Doch die Einladung an den Tisch der Titanen kommt nicht rein zufällig – und sie ist nicht ganz unproblematisch.

Zwischen Bundeshaus und Kreml spielt immer mehr eine Art Achse der Aussenseiter. Wer wie die Schweiz im Westen so gut wie keine Freunde mehr hat, schaut eben mal in die andere Richtung. Und siehe da, dort ist alles viel entspannter. Statt Kavallerie, Staatsanwälte und schwarze Listen gibt es Streicheleinheiten und viel Verständnis für ein Nicht-EU-Mitglied. Mit harter Kritik aus Brüssel kennen sich beide nur zu gut aus.

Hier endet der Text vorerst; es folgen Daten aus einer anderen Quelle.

PR #920, opened 2016-08-11
QuickFix create method in another file not working

### LINKED ISSUE #590: Quick fix to create a method doesn't work between different files
I have my test cases in a wtest and when I get this error "Method does not exist in well-known object" because an object doesn't define the message I'm sending, using the quick fix to create it will not add the template in the correct place.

Russland ist alles andere als eine «lupenreine Demokratie»

Seit Jahren florieren die Beziehungen. Die Gemengelage aus Luxustouristen, Oligarchen und Rohstoffhandel beschert gemeinsame Interessen. Vor allem spült sie viel Geld Richtung Alpen. Über drei Viertel der russischen Erdölexporte werden hier abgewickelt. In Schweizer Banken schiessen die Russland-Abteilungen wie Pilze aus dem Boden. Ihr Neugeld kompensiert oft die Abflüsse Richtung Euroland.

Aber wer sich mit Russland ins Bett legt, nimmt freilich ein Reputationsrisiko in Kauf. Schliesslich hält nur Alt-Kanzler und Ringier-Berater Gerhard Schröder das Land für eine «lupenreine Demokratie». Der Rest schaut geschockt zu, wie der Machtapparat von Präsident Vladimir Putin die Opposition immer brutaler drangsaliert.

Den Kuschelkurs mit Russland sollten die Schweizer Diplomaten nicht übertreiben. In der Beziehung zu Moskau haben rote Pfeile zwar längst ausgedient – rote Warnlampen  vielleicht noch nicht.